------ GIVEN INFORMATION ------

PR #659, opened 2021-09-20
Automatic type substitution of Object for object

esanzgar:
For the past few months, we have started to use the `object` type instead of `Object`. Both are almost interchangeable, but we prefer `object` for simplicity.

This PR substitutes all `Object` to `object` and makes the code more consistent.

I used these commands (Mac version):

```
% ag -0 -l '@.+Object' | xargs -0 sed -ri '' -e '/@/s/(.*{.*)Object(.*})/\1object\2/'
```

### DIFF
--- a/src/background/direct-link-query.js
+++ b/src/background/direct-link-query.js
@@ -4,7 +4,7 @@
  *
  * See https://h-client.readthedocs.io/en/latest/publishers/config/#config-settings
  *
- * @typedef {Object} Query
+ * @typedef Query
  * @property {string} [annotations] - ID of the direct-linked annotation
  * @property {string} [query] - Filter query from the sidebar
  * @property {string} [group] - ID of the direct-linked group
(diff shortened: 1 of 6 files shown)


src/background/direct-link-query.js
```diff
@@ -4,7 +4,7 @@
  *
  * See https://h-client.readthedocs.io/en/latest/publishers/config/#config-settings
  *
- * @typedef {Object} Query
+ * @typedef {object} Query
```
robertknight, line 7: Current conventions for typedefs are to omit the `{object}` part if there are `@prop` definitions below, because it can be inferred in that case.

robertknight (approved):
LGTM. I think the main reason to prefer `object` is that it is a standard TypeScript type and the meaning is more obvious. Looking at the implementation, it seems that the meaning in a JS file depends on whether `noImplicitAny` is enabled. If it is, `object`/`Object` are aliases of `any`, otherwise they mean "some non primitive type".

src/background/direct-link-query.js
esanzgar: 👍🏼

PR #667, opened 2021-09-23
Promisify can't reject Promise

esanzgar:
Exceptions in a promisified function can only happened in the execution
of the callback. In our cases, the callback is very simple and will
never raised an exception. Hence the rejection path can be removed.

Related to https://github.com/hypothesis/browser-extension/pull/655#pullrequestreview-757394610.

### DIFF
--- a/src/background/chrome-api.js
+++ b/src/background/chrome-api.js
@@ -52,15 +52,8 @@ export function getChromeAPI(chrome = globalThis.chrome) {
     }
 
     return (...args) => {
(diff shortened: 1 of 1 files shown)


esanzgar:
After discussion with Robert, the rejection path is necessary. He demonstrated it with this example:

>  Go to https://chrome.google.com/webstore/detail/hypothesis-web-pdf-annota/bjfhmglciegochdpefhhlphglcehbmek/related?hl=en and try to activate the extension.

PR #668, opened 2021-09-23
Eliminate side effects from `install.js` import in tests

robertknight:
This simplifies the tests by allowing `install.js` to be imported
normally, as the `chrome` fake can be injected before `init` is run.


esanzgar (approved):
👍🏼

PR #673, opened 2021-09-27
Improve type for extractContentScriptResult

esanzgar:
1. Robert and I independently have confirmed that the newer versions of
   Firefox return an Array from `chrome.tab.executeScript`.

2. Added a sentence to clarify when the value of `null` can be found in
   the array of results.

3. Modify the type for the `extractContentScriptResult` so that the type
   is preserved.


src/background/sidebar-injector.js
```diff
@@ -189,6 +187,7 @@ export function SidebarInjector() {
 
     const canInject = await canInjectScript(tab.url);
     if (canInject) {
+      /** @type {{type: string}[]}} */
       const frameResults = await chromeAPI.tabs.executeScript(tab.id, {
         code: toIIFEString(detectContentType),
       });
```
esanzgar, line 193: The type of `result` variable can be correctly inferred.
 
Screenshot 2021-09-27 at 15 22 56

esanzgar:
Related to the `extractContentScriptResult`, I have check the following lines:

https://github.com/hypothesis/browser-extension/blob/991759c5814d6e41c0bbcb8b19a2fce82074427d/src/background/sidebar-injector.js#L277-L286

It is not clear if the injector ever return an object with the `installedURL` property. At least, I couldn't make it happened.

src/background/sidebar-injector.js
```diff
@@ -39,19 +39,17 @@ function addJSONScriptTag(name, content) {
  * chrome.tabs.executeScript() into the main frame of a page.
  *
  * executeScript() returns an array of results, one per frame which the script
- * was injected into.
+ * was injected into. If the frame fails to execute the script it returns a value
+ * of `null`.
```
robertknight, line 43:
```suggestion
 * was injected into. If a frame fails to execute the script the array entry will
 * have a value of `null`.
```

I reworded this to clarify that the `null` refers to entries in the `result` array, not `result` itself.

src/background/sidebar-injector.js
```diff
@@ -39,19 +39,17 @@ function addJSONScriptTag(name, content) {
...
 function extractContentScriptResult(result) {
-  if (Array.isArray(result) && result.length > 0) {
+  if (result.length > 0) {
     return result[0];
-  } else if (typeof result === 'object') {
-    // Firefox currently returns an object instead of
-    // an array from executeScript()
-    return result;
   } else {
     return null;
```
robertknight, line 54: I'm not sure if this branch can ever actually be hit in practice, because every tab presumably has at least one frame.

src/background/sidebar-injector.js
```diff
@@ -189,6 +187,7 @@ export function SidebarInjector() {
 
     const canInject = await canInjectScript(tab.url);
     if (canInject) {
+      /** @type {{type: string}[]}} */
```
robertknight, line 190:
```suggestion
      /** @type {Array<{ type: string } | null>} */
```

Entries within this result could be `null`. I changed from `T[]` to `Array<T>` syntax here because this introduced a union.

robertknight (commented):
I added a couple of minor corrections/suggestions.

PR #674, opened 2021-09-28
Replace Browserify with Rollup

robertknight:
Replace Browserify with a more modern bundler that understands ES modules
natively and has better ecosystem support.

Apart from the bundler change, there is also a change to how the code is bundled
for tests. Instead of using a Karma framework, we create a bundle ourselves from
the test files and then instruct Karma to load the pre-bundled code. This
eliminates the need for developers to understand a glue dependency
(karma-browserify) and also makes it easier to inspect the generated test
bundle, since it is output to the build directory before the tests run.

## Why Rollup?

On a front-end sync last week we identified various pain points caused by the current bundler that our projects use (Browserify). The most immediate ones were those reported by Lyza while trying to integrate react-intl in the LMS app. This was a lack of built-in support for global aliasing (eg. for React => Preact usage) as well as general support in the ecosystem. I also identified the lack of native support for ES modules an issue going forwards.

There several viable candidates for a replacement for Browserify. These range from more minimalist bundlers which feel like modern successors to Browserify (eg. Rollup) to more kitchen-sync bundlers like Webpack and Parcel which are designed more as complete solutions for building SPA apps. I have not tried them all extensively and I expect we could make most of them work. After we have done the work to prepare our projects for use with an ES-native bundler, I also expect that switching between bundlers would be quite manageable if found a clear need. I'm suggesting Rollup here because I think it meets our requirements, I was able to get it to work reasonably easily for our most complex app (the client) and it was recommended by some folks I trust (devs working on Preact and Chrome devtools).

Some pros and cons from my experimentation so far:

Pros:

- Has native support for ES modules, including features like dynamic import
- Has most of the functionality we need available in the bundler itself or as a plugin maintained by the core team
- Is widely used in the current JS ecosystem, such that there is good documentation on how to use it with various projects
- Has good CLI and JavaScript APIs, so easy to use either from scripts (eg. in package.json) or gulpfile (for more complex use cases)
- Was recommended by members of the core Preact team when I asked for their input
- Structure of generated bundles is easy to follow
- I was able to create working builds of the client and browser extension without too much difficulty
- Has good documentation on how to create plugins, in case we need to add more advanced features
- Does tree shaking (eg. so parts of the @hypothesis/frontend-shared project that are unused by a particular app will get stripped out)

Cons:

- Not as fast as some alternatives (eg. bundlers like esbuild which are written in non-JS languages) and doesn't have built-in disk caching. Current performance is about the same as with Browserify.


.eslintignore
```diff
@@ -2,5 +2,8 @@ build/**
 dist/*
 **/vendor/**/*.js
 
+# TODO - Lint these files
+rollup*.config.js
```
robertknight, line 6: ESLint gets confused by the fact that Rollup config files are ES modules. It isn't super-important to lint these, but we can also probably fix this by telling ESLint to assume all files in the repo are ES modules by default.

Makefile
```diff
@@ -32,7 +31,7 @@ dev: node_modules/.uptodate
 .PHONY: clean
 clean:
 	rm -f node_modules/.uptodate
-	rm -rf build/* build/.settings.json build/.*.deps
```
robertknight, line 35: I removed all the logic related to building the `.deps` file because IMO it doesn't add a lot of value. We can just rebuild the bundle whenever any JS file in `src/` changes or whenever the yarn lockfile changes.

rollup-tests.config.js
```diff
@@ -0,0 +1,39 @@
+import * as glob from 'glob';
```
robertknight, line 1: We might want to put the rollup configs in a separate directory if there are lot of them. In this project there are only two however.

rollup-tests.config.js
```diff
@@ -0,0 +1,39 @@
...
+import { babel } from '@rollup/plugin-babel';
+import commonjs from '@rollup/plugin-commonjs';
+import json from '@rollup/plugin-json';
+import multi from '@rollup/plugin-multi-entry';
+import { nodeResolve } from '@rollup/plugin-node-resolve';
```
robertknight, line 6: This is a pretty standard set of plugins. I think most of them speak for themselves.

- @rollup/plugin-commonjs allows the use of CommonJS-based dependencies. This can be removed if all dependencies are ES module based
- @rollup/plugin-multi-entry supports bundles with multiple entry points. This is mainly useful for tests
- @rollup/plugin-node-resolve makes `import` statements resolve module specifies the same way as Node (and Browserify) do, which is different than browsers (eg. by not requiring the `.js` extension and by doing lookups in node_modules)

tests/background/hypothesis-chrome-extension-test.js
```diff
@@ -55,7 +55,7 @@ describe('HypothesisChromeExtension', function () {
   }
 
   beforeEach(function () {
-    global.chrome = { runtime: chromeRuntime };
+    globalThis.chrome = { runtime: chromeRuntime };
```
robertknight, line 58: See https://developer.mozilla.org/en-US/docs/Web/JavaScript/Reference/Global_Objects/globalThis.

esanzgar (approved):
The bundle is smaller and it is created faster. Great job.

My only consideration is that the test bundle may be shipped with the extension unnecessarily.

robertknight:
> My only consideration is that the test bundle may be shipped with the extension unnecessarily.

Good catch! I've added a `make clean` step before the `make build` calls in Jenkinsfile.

------

EXERCISE AIM: Take the line above containing "(diff shortened: 1 of 1 files shown)", the line containing "activate the extension.", and all lines in between, and copy them exactly without anything else.

TASK RESULT:
(diff shortened: 1 of 1 files shown)


esanzgar:
After discussion with Robert, the rejection path is necessary. He demonstrated it with this example:

>  Go to https://chrome.google.com/webstore/detail/hypothesis-web-pdf-annota/bjfhmglciegochdpefhhlphglcehbmek/related?hl=en and try to activate the extension.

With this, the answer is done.